▶ Material provided:
------------------------------------------------------------

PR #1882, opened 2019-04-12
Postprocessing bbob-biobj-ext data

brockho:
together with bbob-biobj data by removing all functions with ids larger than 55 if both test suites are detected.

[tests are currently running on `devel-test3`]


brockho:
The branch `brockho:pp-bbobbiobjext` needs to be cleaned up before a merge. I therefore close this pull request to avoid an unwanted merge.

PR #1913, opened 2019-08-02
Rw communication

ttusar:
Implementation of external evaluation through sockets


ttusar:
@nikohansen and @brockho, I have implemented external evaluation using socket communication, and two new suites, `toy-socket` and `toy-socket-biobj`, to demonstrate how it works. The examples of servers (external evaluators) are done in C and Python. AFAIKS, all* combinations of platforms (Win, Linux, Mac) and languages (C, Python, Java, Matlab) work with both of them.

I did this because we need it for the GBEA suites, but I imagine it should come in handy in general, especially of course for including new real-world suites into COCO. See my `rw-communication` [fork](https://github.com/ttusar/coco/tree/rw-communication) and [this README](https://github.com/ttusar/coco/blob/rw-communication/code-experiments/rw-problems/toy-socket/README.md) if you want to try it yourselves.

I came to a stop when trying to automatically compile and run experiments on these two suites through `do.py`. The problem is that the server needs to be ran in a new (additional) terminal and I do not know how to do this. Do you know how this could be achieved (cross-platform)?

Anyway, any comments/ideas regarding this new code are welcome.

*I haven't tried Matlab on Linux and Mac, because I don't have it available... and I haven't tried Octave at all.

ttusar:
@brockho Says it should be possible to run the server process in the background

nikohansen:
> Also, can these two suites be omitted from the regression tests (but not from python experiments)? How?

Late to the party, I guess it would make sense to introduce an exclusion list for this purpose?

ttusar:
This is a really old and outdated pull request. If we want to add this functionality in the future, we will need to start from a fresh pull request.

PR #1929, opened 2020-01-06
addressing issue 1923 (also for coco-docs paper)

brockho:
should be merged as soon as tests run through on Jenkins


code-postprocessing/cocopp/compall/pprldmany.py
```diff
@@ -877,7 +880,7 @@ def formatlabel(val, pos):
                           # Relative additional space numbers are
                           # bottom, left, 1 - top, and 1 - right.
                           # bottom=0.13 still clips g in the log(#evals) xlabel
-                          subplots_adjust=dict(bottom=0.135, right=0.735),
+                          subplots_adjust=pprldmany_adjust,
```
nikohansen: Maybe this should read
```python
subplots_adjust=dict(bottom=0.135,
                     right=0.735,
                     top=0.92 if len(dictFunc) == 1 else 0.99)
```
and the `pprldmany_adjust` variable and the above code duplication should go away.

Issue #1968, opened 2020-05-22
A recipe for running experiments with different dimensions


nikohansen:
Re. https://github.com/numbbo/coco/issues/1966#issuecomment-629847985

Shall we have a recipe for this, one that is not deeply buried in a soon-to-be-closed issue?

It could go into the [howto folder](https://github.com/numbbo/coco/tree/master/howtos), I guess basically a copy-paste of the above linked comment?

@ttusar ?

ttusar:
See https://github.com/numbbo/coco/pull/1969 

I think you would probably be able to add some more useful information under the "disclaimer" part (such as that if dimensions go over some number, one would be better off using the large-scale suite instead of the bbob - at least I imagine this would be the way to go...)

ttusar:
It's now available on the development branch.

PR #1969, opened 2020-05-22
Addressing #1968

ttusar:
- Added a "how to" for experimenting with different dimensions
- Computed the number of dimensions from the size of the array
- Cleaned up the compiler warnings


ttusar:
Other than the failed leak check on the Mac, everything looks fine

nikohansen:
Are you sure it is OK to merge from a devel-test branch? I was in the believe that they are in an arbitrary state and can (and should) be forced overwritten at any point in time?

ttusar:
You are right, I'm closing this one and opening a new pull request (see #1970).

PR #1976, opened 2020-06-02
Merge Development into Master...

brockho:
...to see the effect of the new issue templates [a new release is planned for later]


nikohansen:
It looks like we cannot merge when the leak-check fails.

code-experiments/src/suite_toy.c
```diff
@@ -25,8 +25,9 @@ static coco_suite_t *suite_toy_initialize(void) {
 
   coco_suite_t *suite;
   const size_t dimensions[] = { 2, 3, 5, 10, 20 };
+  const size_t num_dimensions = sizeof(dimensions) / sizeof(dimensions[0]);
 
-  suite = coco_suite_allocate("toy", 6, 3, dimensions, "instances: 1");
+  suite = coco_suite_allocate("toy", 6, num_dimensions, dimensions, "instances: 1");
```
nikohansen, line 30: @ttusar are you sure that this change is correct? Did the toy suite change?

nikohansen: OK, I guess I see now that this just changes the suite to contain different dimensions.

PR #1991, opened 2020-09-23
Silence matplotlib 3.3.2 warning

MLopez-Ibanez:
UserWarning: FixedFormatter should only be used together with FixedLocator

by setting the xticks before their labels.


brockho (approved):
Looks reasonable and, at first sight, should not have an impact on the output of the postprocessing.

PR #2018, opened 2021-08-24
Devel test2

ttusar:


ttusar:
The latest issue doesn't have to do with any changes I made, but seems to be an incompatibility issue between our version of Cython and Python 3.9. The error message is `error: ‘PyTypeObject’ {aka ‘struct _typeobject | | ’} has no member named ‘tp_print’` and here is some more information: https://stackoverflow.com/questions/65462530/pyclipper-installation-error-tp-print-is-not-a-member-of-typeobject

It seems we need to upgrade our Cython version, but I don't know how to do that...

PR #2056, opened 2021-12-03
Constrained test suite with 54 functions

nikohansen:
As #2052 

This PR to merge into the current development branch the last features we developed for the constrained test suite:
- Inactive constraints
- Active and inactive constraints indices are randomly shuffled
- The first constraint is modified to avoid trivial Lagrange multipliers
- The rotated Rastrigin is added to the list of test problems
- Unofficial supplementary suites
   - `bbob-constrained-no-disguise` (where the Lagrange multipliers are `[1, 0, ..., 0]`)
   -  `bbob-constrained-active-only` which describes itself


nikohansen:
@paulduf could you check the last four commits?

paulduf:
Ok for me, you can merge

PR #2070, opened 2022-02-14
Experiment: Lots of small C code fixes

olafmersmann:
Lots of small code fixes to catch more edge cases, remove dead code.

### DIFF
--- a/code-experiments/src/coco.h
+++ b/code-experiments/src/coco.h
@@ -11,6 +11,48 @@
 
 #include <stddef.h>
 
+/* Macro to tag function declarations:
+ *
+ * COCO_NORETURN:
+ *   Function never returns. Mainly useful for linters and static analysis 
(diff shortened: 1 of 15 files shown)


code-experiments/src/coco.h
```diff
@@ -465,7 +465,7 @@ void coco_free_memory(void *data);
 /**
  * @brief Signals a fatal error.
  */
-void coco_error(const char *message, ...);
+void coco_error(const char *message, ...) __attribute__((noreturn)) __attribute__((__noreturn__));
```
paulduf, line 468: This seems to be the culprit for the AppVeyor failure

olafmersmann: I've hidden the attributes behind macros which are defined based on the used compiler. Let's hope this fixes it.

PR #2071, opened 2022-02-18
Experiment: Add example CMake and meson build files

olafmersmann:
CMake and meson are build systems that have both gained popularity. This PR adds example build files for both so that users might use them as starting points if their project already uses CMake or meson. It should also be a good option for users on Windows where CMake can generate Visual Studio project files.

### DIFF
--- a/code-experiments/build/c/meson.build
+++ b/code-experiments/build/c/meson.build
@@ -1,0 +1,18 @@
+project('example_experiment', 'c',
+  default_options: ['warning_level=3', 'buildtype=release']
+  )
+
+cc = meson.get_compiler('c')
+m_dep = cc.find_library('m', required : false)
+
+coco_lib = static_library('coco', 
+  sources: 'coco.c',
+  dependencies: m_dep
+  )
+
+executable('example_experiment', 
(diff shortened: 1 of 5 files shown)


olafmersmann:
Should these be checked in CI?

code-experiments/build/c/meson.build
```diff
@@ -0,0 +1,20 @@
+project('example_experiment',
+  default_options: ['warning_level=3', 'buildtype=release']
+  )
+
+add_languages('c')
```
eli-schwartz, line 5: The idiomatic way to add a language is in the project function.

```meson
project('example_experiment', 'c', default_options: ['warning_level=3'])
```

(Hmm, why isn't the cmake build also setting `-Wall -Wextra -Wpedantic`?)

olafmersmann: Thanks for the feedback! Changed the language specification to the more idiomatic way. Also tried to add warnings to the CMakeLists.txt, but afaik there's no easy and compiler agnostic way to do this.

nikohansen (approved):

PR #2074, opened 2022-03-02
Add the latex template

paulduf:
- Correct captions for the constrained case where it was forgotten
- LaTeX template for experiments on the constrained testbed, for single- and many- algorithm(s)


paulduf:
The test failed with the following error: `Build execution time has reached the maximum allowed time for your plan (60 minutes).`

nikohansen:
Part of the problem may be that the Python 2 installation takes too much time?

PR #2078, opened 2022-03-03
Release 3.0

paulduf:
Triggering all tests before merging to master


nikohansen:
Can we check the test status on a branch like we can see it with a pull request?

------------------------------------------------------------

▶ Action item: Across the whole listing, show each line where the word "which" occurs.

▶ Your response:
   -  `bbob-constrained-active-only` which describes itself
olafmersmann: I've hidden the attributes behind macros which are defined based on the used compiler. Let's hope this fixes it.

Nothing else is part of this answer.